## [REQUIRED WORK]
In the records below, find the line holding "- RuleCtxImpl: I" and the line holding "- RuleDecoderOps.scala: toRule". Set down both, with every line between them, exactly.
DATA LISTING Start Marker
PR #1375, opened 2021-04-20
add triggered config description to docs

taisukeoe:
ref: https://github.com/scalacenter/scalafix/pull/1217 https://github.com/scalacenter/sbt-scalafix/pull/169

This is a follow up PR to introduce `--triggered` args and `triggered` configuration prefix to run scalafix on compilation with different config.

### DIFF
--- a/docs/users/configuration.md
+++ b/docs/users/configuration.md
@@ -34,8 +34,15 @@ DisableSyntax.noFinalize = true
 
 ## Triggered configuration
 
-Overlay rules and rule specific configuration for scalafix on compilation, which is enabled by `scalafixOnCompile := true`.
-Every configuration can be overlaid by `triggered` prefix. With the following configuration, explicit scalafix invocation will run with `[ DisableSyntax, RemoveUnused ]` rules, while scalafix on compilation will run with `[ DisableSyntax ]` rule.
+When Scalafix is triggered automatically (`scalafixOnCompile := true`), the
+values for keys prefixed with `triggered` takes precedence over the default
+configuration - both for rules and rule-specific configuration. You can think
+of `triggered` as a optional overlay, on top of the default configuration.
+  
+For example, with the following configuration, explicit scalafix invocation
+will run `DisableSyntax` & `RemoveUnused`, while triggered invocations
+will only run `DisableSyntax`. In both cases, the `noFinalize` configuration
+is enabled.
 
 ```scala
 // .scalafix.conf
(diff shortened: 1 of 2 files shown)


docs/users/configuration.md
```diff
@@ -31,3 +31,22 @@ rules = [
 ]
 DisableSyntax.noFinalize = true
 ```
+
+## Triggered configuration
+
+Overlay rules and rule specific configuration for scalafix on compilation, which is enabled by `scalafixOnCompile := true`.
+Every configuration can be overlaid by `triggered` prefix. With the following configuration, explicit scalafix invocation will run with `[ DisableSyntax, RemoveUnused ]` rules, while scalafix on compilation will run with `[ DisableSyntax ]` rule.
```
bjaglin, line 38: I tried to rephrase to highlight the "triggered" concept/naming that we came up with in the original PR.

```suggestion
When Scalafix is triggered automatically (`scalafixOnCompile := true`), the
values for keys prefixed with `triggered` takes precedence over the default
configuration - both for rules and rule-specific configuration. You can think
of `triggered` as a optional overlay, on top of the default configuration.
  
For example, with the following configuration, explicit scalafix invocation
will run `DisableSyntax` & `RemoveUnused`, while triggered invocations
will only run `DisableSyntax`. In both cases, the `noFinalize` configuration
is enabled.
```

bjaglin (commented):
Thanks for the PR! Please see my suggestions above. @mlachkar do you have some feedback? you are probably less biased as you didn't follow the previous discussions.

taisukeoe:
Thank you for reviewing and suggestion! I have reflected both 👍

docs/users/installation.md
```diff
@@ -231,19 +231,22 @@ feature with care as it has several shortcomings, for example:
...
+   after a simple `test`. 
+   To make such invocations less intrusive, you can change the rules and rules
+   configuration used in that case by defining in `.scalafix.conf`
+   [custom values for them](configuration.md#triggered-configuration).
 1. If you run many semantic rules by default, the last one(s) to run might see
    stale information and fail the invocation, which needs to be re-run manually.
    This is [not specific to `scalafixOnCompile`](https://github.com/scalacenter/scalafix/issues/1204),
    but the problem becomes much more visible with it.
-1. To keep the overhad minimal, `scalafixCaching` is automatically enabled when
+1. To keep the overhead minimal, `scalafixCaching` is automatically enabled when
```
bjaglin, line 242: :+1:

bjaglin (approved):

mlachkar (approved):

mlachkar:
The documentation is super clear! thanks for the PR.

Issue #1236, opened 2020-09-10
Add a method in scalafixApi that takes a semanticdbDocument


mlachkar:
For metals, we would like to be able to organize import on file that it's not saved yet. We can through metals generates an interactive semantic db file, that is not persisted. We would like to pass this textDocument as a parameter to the `evaluate method`

bjaglin:
I am wondering if it wouldn't be easier that metals save a temporary file? I haven't looked at the code, but I assume supporting in-memory SemanticDB info would require quite a few changes.

tgodzik:
@bjaglin That might be another way to go around it. We could maybe have a separate source root inside `.metals` for a scenario like that.

tgodzik:
I started looking into using temporary files, but that would require both temporary file within a proper sourceroot hierarchy and a semanticdb file to accompany it. That essentially would mean keeping a copy of the workspace somewhere, which seems like it might not be the perfect solution.

However, since scalafix already can compile semanticdb files if none exist I wonder if we could do two things:
1. Add an ability to run scalafix on a text provided via API instead of reading it from the filesystem
2. Compile semanticdb in case md5 is too old, which would help with anything that was not yet saved to the filesystem

In case proper semanticdb file exists, everything would work as usual.  2 should be simple to do in the existing code, from what I checked, while 1 might require a bit of consideration.

What do you all think ?

bjaglin:
I had a look at the code, and (1)+(2) does look doable indeed. One thing I wonder though, in cases where (2) would kick-in, is whether the current lookup order in https://github.com/scalacenter/scalafix/blob/master/scalafix-core/src/main/scala/scalafix/internal/v1/InternalSemanticDoc.scala (first a global symbol table loaded from the potentially stale class files, with a fallback on a potentially "fresh" on-demand `TextDocument`) would still make sense? I don't know if that corner case could effectively cause issues with `OrganizeImports`, but I guess it could in theory.

olafurpg:
One way to pass a TextDocument is as an array of bytes. Encoding/decoding is cheap. With such an API we could also pass in the symbol table so that the client is responsible for keeping it up to date

mlachkar:
For me solution (2) is not that simple: since we only provide a path to scalafix, if the file is not saved, the content read will be the old one, not the unsaved one. The only case where we get Stale semantic db file, is when the file is saved but the semanticdb is not yet replace by the newst one.

tgodzik:
[...]

PR #1376, opened 2021-04-21
Don't generate semanticdb files if there are missing 

mlachkar:
- instead we report an error of semanticdb files missing

### DIFF
--- a/scalafix-cli/src/main/scala/scalafix/internal/v1/Args.scala
+++ b/scalafix-cli/src/main/scala/scalafix/internal/v1/Args.scala
@@ -13,10 +13,6 @@ import java.util.regex.Pattern
 import java.util.regex.PatternSyntaxException
 
 import scala.annotation.StaticAnnotation
-import scala.tools.nsc.CompilerCommand
-import scala.tools.nsc.Settings
-import scala.tools.nsc.interactive.Global
-import scala.tools.nsc.reporters.StoreReporter
 import scala.util.Failure
 import scala.util.Success
 import scala.util.Try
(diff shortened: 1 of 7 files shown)


tgodzik:
In this case, would it be possible to be able to provide semanticdb via `Array[Byte]` in the API? Not neccessarily in this PR and I know we discussed it previously, but this would be amazing to have as it would enable us to make it work in a bunch of places.

mlachkar:
We need to think and design this solution. Metals uses scalafix to fix only one file, by the api takes multiple files and in this case how do we differentiate between semanticdb files.
Maybe we need a new api that fixes only one file and in this case we can provide the semantic file.

tgodzik:
> We need to think and design this solution. Metals uses scalafix to fix only one file, by the api takes multiple files and in this case how do we differentiate between semanticdb files.
> Maybe we need a new api that fixes only one file and in this case we can provide the semantic file.

Maybe we could have an additional Map[String, Array[Byte] ? Or Path instead of string, I am not sure exactly what is currently used :sweat_smile:

bjaglin (approved):
Limiting the usage of the compiler to advanced semantic rules (for the presentation compiler) and for scalafix-reflect to compile source rule is probably a step in the right direction.

As already discussed in https://github.com/scalacenter/scalafix/pull/1348#pullrequestreview-604155677, this ondemand, transparent compilation causes a lot of confusion when the compiler kicks in in 2.12 (default loaded by most clients) against 2.13 classfiles (we had a few gitter questions / github tickets about that), so it's doing more harm than good in my opinion. When it works, it's so silent that the user might not realize there is something wrong with its semanticdb setup and could end up blaming scalafix for the very long run time.

bjaglin:
> > We need to think and design this solution. Metals uses scalafix to fix only one file, by the api takes multiple files and in this case how do we differentiate between semanticdb files.
> > Maybe we need a new api that fixes only one file and in this case we can provide the semantic file.
> 
> Maybe we could have an additional Map[String, Array[Byte] ? Or Path instead of string, I am not sure exactly what is currently used sweat_smile

Makes sense, maybe let's follow up on https://github.com/scalacenter/scalafix/issues/1236 for this?

PR #1377, opened 2021-04-22
Remove partly the deprecated api

mlachkar:
We remove here
- LegacyRule
- LegacyRuleCtx. // replaced by `RuleCtxImpl`. I had to modify it to keep the same behavior that we had with LegacyRuleCtx. Is it really Legacy ? 
- LegacySemanticRule
- LegacySyntacticRule
- v0.Rule

Those changes have an impact on:
- AbstractSyntacticRuleSuite.scala: It was still using the old api v0.Rule. This abstract class is not used externally on any github project. We may remove the the deprecated class SyntacticRuleSuite also
- Some test rules: Some internal test rules were using the old api. I fixed that to use the new Rule api.
- PatchInternals: One method was still using the LegacyRuleCtx. I fixed it to use the RuleCtxImpl
- RuleCtxImpl: I change its argument to take doc instead of tree, to make the compute of tree lazy, as it was in LegacyRuleCtx
- RuleDecoderOps.scala: toRule method was classloading both v0.Rule and v1.Rule. Now it will throw an exception if it's v0.Rule

**After finishing this change, I figure out that v0.Rule wasn't deprecated, and there is on github about ten rules that use this API. What do we want to do with the old api? What's considered as an old api? 
All feedbacks are welcomed!**


olafurpg:
I think it's OK to remove the `v0` at this point if it's causing problems. The point of namespacing the API under v0 was to make it possible to support the old and new APIs in parallel. At the time the v1 package was introduced, there was a non-trivial number of public and private rules that were gaining traction and I didn't want to entirely kill that momentum.

olafurpg:
I admit the v0/v1 separation makes the codebase difficult to understand. It took many iterations to get to the current design of Scalafix and every incremental improvement was pretty painful.

mlachkar:
If I understand correctly: Not everything has a v0 and v1 versions? 
For example, LintCategory is only under v0.
There is also some datastructure marked as Legacy, but there are still used like `LegacyRuleCtx`.


For the public API, we can maybe mark as deprecated all the things we want to delete definitely, help users move their rules to use the new api, and delete it.

Changing the dialect makes me realize that there are too many places where it's used/called, and that we can maybe reduce this complexity by deleting the old API and fixing internally the part where we still used the old api.

bjaglin:
> After finishing this change, I figure out that v0.Rule wasn't deprecated, and there is on github about ten rules that use this API. What do we want to do with the old api? What's considered as an old api?

I am not familiar with the differences, but what about a scalafix rule? ;)

mlachkar:
why not!

PR #1388, opened 2021-05-04
Make dialect not an option

mlachkar:
I think having a default value is better than None.

### DIFF
--- a/scalafix-cli/src/main/scala/scalafix/internal/v1/Args.scala
+++ b/scalafix-cli/src/main/scala/scalafix/internal/v1/Args.scala
@@ -56,10 +56,6 @@ case class Args(
     @ExtraName("remainingArgs")
     @ExtraName("f")
     files: List[AbsolutePath] = Nil,
-    @Description(
-      "default Scala2" +
-        "Possibilities: Scala2, Scala3"
-    )
     dialect: Dialect = ScalafixConfig.Scala2,
     @Description(
       "File path to a .scalafix.conf configuration file. " +
--- a/scalafix-cli/src/main/scala/scalafix/internal/v1/Args.scala
+++ b/scalafix-cli/src/main/scala/scalafix/internal/v1/Args.scala
@@ -60,7 +60,7 @@ case class Args(
       "default Scala2" +
         "Possibilities: Scala2, Scala3"
     )
-    dialect: Option[Dialect] = None,
+    dialect: Dialect = ScalafixConfig.Scala2,
     @Description(
       "File path to a .scalafix.conf configuration file. " +
         "Defaults to .scalafix.conf in the current working directory, if any."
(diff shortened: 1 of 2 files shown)


scalafix-cli/src/main/scala/scalafix/internal/v1/Args.scala
```diff
@@ -60,7 +60,7 @@ case class Args(
       "default Scala2" +
```
bjaglin, line 60: I guess this is no longer useful since the default shows up in the help message?

bjaglin (approved):
I thought `None` was useful to let the Sbt1/Scala switch based on the file extension happen after, but it looks like it happens anyway, so LGTM. We could add in the doc of the dialect that it is the dialect for parsing *`.scala` files*. If there is one day a `Sbt2` dialect, we could add a `sbt-dialect` option to control it, as it's currently harcoded.

mlachkar:
I think we will have issues if the code base has both dialects... scalafmt has a system of overrides for paths:
```
fileOverride {
  "glob:**/scala-3*/**" {
    runner.dialect = scala3
    rewrite.scala3.convertToNewSyntax = true
    rewrite.rules = [RedundantBraces]
    rewrite.scala3.removeOptionalBraces = yes
  }
}
```
I don't if we need to deal with this case right now or not ?

scalafix-cli/src/main/scala/scalafix/internal/v1/Args.scala
mlachkar: ok

bjaglin:
> I think we will have issues if the code base has both dialects...

I assume https://github.com/scalacenter/sbt-scalafix/blob/4ae45a12921d44f08f6627832aa851e4dc14172e/src/main/scala/scalafix/sbt/ScalafixPlugin.scala#L660 handles that - sources that do not match the `scalaVersion` (and tus the dialect) won't be passed.

I wonder if that `scala-xx` convention also applies to other build tools though, in which case https://github.com/scalacenter/scalafix/blob/bf0df227c9b72fd6a9466f3a6fe11a8ce5f14efd/scalafix-core/src/main/scala/scalafix/internal/config/ScalafixConfig.scala#L21-L23 could be a bit smarter?

mlachkar:
> I assume https://github.com/scalacenter/sbt-scalafix/blob/4ae45a12921d44f08f6627832aa851e4dc14172e/src/main/scala/scalafix/sbt/ScalafixPlugin.scala#L660 handles that - sources that do not match the `scalaVersion` (and tus the dialect) won't be passed.

I think so too. 

I was more thinking about the case where you have two subproject or modules in your project definition, and one is in scala 2 and the other in scala 3. Scalafix configuration file is not per module, we can only have one.

bjaglin:
> I was more thinking about the case where you have two subproject or modules in your project definition, and one is in scala 2 and the other in scala 3. Scalafix configuration file is not per module, we can only have one.

In that case there is a cross-build, but you can only have one scalaVersion at the time per project, so Zinc/Scalafix only see the corresponding sources.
DATA LISTING End Marker
## [SOLUTION TO THE PROBLEM]
- RuleCtxImpl: I change its argument to take doc instead of tree, to make the compute of tree lazy, as it was in LegacyRuleCtx
- RuleDecoderOps.scala: toRule method was classloading both v0.Rule and v1.Rule. Now it will throw an exception if it's v0.Rule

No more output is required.